* _To do_:
Retype, word for word, only the lines from the one with "-284,10 +284,13 @@" through the last line of the data below.

Stored data

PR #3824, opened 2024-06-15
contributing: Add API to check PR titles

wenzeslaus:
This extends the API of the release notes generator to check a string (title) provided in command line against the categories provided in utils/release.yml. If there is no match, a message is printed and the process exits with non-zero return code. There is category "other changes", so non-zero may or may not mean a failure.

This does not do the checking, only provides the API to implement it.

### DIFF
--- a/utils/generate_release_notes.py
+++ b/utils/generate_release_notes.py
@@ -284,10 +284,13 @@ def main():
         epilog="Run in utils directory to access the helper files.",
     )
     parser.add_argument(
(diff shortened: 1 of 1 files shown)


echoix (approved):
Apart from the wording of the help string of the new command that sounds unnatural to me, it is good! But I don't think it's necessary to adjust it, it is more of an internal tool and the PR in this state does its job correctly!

* _Answer to the exercise_:
@@ -284,10 +284,13 @@ def main():
         epilog="Run in utils directory to access the helper files.",
     )
     parser.add_argument(
(diff shortened: 1 of 1 files shown)


echoix (approved):
Apart from the wording of the help string of the new command that sounds unnatural to me, it is good! But I don't think it's necessary to adjust it, it is more of an internal tool and the PR in this state does its job correctly!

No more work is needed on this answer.